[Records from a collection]
PR #272, opened 2015-06-18
status required and managedpolicyarns

iblazevic:
*status is required http://docs.aws.amazon.com/AWSCloudFormation/latest/UserGuide/aws-properties-iam-accesskey.html
* tests for validators
*adding managedPolicyArns

### DIFF
--- a/examples/IAM_Users_Groups_and_Policies.py
+++ b/examples/IAM_Users_Groups_and_Policies.py
@@ -21,6 +21,7 @@ cfnadmingroup = t.add_resource(Group("CFNAdminGroup"))
 
 cfnkeys = t.add_resource(AccessKey(
     "CFNKeys",
+    Status="Active",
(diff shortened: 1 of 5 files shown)


iblazevic:
Not sure about 'ManagedPolicyArns' I wasn't using them, should they maybe be some other type or just a plain string

markpeek:
I was wondering the same thing. I'm guessing both a string (basestring) and Ref() of a ManagedPolicy object. The Ref() should be handled implicitly but I'll have to test it later.

iblazevic:
Do you want me to pull it out of this PR and update status and tests until this is figured out?

markpeek:
Thanks for the offer. Just leave it in for now.

markpeek:
I wrote a quick test and ManagedPolicy looks good to me. Thanks for the pull request.

PR #278, opened 2015-06-19
CustomResource including example, updated todo in readme

hngkr:
CustomResource added - I've used it in my own work and found that it's great for implementing resource types currently not supported by CloudFormation (for instance PlacementGroup's).
Known limitations: The CustomResource properties are not checked.

It's my first PR, so I very well might have missed something.


markpeek:
Looks like a good enhancement. Thanks for adding it.

PR #282, opened 2015-07-05
Update opsworks.py

s1l0uk:
Adding the AutoScaling prop to Opsworks Instance - http://docs.aws.amazon.com/AWSCloudFormation/latest/UserGuide/aws-resource-opsworks-instance.html


markpeek:
This was already added in #255. Thanks though for submitting it.

PR #284, opened 2015-07-08
Update __init__.py

gimballock:
BaseAwsObject initialize flag set with one value and checked with another

### DIFF
--- a/troposphere/__init__.py
+++ b/troposphere/__init__.py
@@ -53,7 +53,7 @@ class BaseAWSObject(object):
             self.resource = self.properties
         if hasattr(self, 'resource_type') and self.resource_type is not None:
             self.resource['Type'] = self.resource_type
-        self.__initialized = True
+        self._BaseAWSObject__initialized = True
 
         # Check for properties defined in the class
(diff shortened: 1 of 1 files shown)


markpeek:
I don't believe this is an issue. This is being used for the base class to initialize it (self.__initialized) and for the subclass to access it (self._BaseAWSObject__initialized). Here's a quick example:
```
>>> class BaseAWSObject(object):
...     def __init__(self):
...         self.__initialized = True
...
>>> class sub(BaseAWSObject):
...     pass
...
>>> s = sub()
>>> dir(s)
['_BaseAWSObject__initialized', '__class__', '__delattr__', '__dict__', '__doc__', '__format__', '__getattribute__', '__hash__', '__init__', '__module__', '__new__', '__reduce__', '__reduce_ex__', '__repr__', '__setattr__', '__sizeof__', '__str__', '__subclasshook__', '__weakref__']
>>> s._BaseAWSObject__initialized
True
```
Please let me know if there is a test case that is failing due to this implementation.

markpeek:
Response timeout. Please reopen with more information. Thanks.

PR #285, opened 2015-07-20
add FindInMap type check for AutoScalingGroup validation of group sizes

jdc0589:
The AutoScalingGroup validation already checks to see if the min/max sizes are instances of a `Ref` prior to casting them to integers and doing size validation. However, they could also be instances of `FindInMap`, which currently blows up on the integer cast if MaxSize is a `FindInMap`.

Thoughts?

### DIFF
--- a/troposphere/autoscaling.py
+++ b/troposphere/autoscaling.py
@@ -3,7 +3,7 @@
 #
 # See LICENSE file for full license.
 
-from . import AWSHelperFn, AWSObject, AWSProperty, Ref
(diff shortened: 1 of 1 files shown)


markpeek:
Merged and then tweaked it a little. Please check master for the new version and validate. Thanks!

jdc0589:
looks good to me. Thanks!
any chance of getting it published to  PyPI soon?

markpeek:
@jdc0589 sorry for the delay. This just got pushed out in v1.1.2 (and is on PyPI).

PR #295, opened 2015-08-17
Path is optional for Role and InstanceProfile

samcrang:
The `Path` property on IAM Roles and Instance Profiles is optional. I added an example that works when deploying to AWS and tweaked the appropriate bools to make this behaviour possible:

```bash
$ aws cloudformation create-stack --stack-name=test-no-path --template-body file://tests/examples_output/IAM_Roles_and_InstanceProfiles.template --capabilities "CAPABILITY_IAM"
{
    "StackId": "arn:aws:cloudformation:eu-west-1:MYACCOUNT:stack/test-no-path/GUID"
}
$ aws cloudformation describe-stacks
{
    "Stacks": [
        {
            "StackId": "arn:aws:cloudformation:eu-west-1:MYACCOUNT:stack/test-no-path/GUID", 
            "Description": "AWS CloudFormation Sample Template: This template demonstrates the creation of IAM Roles and InstanceProfiles.", 
            "Tags": [], 
            "CreationTime": "2015-08-17T14:09:59.837Z", 
            "Capabilities": [
                "CAPABILITY_IAM"
            ], 
            "StackName": "test-no-path", 
            "NotificationARNs": [], 
            "StackStatus": "CREATE_COMPLETE", 
            "DisableRollback": false
        }
    ]
}
```

As an aside this now lines up with the expected behaviour defined in the documentation for [Roles](http://docs.aws.amazon.com/AWSCloudFormation/latest/UserGuide/aws-resource-iam-role.html#cfn-iam-role-path). However, the documentation for [InstanceProfiles](http://docs.aws.amazon.com/AWSCloudFormation/latest/UserGuide/aws-resource-iam-instanceprofile.html#cfn-iam-instanceprofile-path) continues to say the `Path` is required even though the above implies that it's not (at least not in all cases). I'm assuming the documentation is out of date in this instance.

> Exercise directions
Where does the word "added" appear in the records? Copy every line that holds it.

> Written solution
CustomResource added - I've used it in my own work and found that it's great for implementing resource types currently not supported by CloudFormation (for instance PlacementGroup's).
This was already added in #255. Thanks though for submitting it.
The `Path` property on IAM Roles and Instance Profiles is optional. I added an example that works when deploying to AWS and tweaked the appropriate bools to make this behaviour possible:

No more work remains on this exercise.